They are pushing the date forward, we all are going to try and get our goods up Monday.







And add things throughout the month.


----------



## jaye_p (Mar 12, 2005)

I'd like to do an auction on WAHMchicks for the Katrina victims, but I have no idea how to donate the money afterward. Could someone pm me a pp addy? (Like, Red Cross for Katrina victims, or something like that?) TIA!

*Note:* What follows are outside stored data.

PR #626, opened 2024-09-13
HARMONY-1878: As a Harmony user, I want to use OGC EDR API trajectory route to submit a harmony request

ygliuvt:
## Jira Issue ID
HARMONY-1878

## Description
Add OGC EDR trajectory support in Harmony.

### OGC EDR trajectory API documentation:
http://localhost:3000/docs#ogc-edr-trajectory-subsetting-query-parameters

### LINESTRING coords
http://localhost:3000/ogc-api-edr/1.1.0/collections/C1234208438-POCLOUD/trajectory?maxResults=1&parameter-name=all&coords=LINESTRING(-40%2010%2C%2030%2010)

### MULTILINESTRING coords
http://localhost:3000/ogc-api-edr/1.1.0/collections/C1234208438-POCLOUD/trajectory?maxResults=1&parameter-name=all&coords=MULTILINESTRING((-40%2010%2C%2030%2010),(10%201%2C%2010%2030))

## PR Acceptance Checklist
* [x] Acceptance criteria met


services/harmony/app/frontends/ogc-edr/get-data-for-trajectory.ts
```diff
@@ -0,0 +1,280 @@
...
+*
+* @param points - The vertices of the polygon.
+* @returns The vertices in counter-clockwise order.
+*/
+function ensureCounterClockwise(points: Array<{ x: number; y: number }>): Array<{ x: number; y: number }> {
+  const area = calculateSignedArea(points);
+
+  // If the area is negative, the points are in clockwise order, so reverse them
+  if (area < 0) {
+    return points.reverse();
```
indiejames, line 43: `reverse()` does an in-place reverse, so the input array will be changed. Make sure this is what is expected from the caller.

services/harmony/app/frontends/ogc-edr/get-data-for-trajectory.ts
```diff
@@ -0,0 +1,280 @@
...
+
+/**
+ * Converts a two-point segment (line) into a polygon with a buffer.
+ * Ensures that the polygon points are in counter-clockwise order.
+ *
+ * @param segment - The two points defining the line segment.
+ * @param sideLength - The buffer distance (side length) to create around the segment.
+ * @returns The vertices of the polygon in counter-clockwise order.
+ */
+function convertSegmentToPolygon(segment: Array<{ x: number; y: number }>, sideLength: number): Array<{ x: number; y: number }> {
```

ETA: my auction is up. Yummy hand-dyed OV and matching wool.


----------



## kenzie&wyatt'smom (Mar 30, 2005)

Quote:


Originally Posted by *jaye_p*
I'd like to do an auction on WAHMchicks for the Katrina victims, but I have no idea how to donate the money afterward. Could someone pm me a pp addy? (Like, Red Cross for Katrina victims, or something like that?) TIA!

there is a button on pp for united way. and i have the red cross one somewhere i will post when i find it.


----------



## kblue (Jan 26, 2004)

Quote:


Originally Posted by *jaye_p*
I'd like to do an auction on WAHMchicks for the Katrina victims, but I have no idea how to donate the money afterward. Could someone pm me a pp addy? (Like, Red Cross for Katrina victims, or something like that?) TIA!

ETA: my auction is up. Yummy hand-dyed OV and matching wool.










There are a bunch of coporations that will match your donation dollar for dollar, too.









Link to auction?


----------



## SEEPAE (Feb 18, 2004)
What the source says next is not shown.